GIVEN RECORDS:

○ ○ ○ ○ ○

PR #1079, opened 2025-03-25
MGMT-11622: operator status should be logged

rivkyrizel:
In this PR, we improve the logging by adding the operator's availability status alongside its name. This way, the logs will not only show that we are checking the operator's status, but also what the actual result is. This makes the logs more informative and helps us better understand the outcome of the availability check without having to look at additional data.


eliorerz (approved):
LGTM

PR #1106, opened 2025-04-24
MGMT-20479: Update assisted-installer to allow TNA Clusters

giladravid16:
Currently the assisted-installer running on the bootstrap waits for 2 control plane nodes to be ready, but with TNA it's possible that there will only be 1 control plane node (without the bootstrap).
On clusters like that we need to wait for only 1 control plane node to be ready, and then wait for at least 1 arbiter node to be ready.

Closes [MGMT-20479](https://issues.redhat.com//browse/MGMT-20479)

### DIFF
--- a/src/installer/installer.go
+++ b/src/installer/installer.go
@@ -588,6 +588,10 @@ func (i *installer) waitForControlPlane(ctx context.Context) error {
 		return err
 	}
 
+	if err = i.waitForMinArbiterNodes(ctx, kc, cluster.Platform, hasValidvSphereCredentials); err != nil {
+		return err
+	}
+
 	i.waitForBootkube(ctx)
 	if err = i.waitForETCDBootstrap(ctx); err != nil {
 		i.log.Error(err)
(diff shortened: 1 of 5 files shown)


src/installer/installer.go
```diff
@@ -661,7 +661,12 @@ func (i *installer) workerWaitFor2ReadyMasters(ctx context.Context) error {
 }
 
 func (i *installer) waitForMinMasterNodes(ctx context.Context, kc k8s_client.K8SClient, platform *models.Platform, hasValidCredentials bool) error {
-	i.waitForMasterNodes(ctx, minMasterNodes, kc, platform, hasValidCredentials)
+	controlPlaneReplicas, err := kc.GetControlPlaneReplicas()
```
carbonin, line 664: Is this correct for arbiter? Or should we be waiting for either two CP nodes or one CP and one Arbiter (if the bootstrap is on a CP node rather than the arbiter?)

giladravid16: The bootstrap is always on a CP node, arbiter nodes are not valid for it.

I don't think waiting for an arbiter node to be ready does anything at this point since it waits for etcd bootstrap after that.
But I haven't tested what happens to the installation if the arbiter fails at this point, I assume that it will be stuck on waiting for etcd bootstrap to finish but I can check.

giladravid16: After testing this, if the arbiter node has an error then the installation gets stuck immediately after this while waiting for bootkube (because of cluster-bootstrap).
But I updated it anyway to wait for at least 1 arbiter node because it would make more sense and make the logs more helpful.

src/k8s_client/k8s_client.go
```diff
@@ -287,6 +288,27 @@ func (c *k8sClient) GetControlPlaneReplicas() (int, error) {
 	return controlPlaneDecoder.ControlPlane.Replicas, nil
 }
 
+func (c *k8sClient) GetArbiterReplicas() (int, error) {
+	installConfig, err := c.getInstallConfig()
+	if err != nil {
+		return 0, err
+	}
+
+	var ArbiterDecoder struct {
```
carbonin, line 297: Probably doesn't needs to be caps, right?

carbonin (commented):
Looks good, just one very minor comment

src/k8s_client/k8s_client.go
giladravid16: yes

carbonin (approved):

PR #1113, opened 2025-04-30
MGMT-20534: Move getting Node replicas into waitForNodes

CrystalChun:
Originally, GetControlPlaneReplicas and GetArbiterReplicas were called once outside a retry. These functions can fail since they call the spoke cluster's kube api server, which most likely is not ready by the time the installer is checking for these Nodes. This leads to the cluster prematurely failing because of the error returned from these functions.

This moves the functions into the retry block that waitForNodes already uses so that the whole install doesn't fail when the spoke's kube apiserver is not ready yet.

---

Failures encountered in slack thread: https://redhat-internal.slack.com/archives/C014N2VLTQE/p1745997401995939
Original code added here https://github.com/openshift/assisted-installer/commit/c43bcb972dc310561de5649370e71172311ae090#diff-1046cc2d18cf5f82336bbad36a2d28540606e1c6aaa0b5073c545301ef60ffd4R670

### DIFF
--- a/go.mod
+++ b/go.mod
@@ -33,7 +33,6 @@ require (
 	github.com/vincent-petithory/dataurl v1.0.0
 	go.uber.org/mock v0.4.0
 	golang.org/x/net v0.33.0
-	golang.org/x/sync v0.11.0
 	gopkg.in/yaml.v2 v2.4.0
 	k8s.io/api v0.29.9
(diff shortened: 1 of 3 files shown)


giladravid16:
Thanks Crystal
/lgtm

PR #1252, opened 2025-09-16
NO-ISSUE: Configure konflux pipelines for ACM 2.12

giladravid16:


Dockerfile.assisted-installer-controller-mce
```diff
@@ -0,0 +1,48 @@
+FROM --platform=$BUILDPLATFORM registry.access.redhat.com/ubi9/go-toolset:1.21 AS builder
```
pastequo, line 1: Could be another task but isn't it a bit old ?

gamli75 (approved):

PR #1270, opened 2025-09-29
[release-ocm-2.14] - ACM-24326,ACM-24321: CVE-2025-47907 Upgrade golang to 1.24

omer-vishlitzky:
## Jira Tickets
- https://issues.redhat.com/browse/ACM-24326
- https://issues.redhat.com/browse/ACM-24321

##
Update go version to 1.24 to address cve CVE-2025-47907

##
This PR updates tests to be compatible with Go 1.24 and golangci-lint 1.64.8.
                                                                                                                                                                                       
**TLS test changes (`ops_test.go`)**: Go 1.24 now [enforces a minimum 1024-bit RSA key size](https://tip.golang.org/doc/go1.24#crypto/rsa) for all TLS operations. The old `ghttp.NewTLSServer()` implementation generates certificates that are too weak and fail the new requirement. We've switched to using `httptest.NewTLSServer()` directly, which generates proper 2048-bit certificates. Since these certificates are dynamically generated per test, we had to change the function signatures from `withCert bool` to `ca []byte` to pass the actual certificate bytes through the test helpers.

○ ○ ○ ○ ○

Lines of the listing above that contain the word "stuck" must all be copied.

But I haven't tested what happens to the installation if the arbiter fails at this point, I assume that it will be stuck on waiting for etcd bootstrap to finish but I can check.
giladravid16: After testing this, if the arbiter node has an error then the installation gets stuck immediately after this while waiting for bootkube (because of cluster-bootstrap).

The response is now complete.